** Dataset excerpts follows **

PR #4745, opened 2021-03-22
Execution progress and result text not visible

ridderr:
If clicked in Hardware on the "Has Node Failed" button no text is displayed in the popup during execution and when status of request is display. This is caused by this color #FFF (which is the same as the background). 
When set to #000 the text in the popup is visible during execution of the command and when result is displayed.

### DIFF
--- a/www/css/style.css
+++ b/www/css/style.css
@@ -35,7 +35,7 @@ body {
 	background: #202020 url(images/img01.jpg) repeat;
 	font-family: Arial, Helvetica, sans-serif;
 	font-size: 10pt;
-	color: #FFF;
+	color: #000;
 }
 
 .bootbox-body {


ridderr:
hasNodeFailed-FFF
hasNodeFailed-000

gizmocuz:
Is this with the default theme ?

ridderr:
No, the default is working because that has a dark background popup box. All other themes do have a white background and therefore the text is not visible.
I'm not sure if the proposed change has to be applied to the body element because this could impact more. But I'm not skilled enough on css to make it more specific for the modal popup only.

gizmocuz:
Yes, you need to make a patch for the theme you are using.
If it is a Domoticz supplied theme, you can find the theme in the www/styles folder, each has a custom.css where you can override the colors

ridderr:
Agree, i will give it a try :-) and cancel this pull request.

** End of Dataset excerpts **
** Dataset excerpts follows **

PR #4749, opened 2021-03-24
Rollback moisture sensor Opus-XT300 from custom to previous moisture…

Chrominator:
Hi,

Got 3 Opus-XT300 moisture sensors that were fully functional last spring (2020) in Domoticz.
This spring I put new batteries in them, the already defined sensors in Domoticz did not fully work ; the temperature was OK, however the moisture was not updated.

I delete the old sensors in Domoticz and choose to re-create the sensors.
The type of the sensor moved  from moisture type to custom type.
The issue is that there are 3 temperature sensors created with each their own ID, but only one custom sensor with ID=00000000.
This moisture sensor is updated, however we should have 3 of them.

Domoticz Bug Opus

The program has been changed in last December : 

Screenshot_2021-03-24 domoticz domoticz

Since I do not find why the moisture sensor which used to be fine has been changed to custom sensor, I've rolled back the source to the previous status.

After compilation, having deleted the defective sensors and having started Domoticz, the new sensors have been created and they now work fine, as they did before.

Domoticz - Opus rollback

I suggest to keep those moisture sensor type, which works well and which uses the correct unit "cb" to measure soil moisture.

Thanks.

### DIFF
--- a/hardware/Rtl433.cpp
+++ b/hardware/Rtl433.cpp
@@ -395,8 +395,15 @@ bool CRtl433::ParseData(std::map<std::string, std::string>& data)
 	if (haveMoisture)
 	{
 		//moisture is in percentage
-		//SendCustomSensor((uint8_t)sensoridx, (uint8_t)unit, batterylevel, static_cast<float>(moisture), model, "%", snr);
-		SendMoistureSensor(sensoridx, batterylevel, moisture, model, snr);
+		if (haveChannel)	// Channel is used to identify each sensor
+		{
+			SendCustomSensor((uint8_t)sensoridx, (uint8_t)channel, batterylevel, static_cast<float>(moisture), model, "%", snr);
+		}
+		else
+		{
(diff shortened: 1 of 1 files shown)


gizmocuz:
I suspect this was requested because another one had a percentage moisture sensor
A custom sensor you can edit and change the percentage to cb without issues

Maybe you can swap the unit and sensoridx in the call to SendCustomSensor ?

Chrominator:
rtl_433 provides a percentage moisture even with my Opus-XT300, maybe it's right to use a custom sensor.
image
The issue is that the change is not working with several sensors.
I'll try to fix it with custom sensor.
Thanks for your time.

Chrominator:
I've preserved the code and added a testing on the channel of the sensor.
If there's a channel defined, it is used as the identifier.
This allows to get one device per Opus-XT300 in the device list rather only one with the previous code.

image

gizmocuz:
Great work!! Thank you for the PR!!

** End of Dataset excerpts **

◆ Your objective: Please copy each line of the records above in which the word "sensoridx" can be found.

◆ Task result:
-		//SendCustomSensor((uint8_t)sensoridx, (uint8_t)unit, batterylevel, static_cast<float>(moisture), model, "%", snr);
-		SendMoistureSensor(sensoridx, batterylevel, moisture, model, snr);
+			SendCustomSensor((uint8_t)sensoridx, (uint8_t)channel, batterylevel, static_cast<float>(moisture), model, "%", snr);
Maybe you can swap the unit and sensoridx in the call to SendCustomSensor ?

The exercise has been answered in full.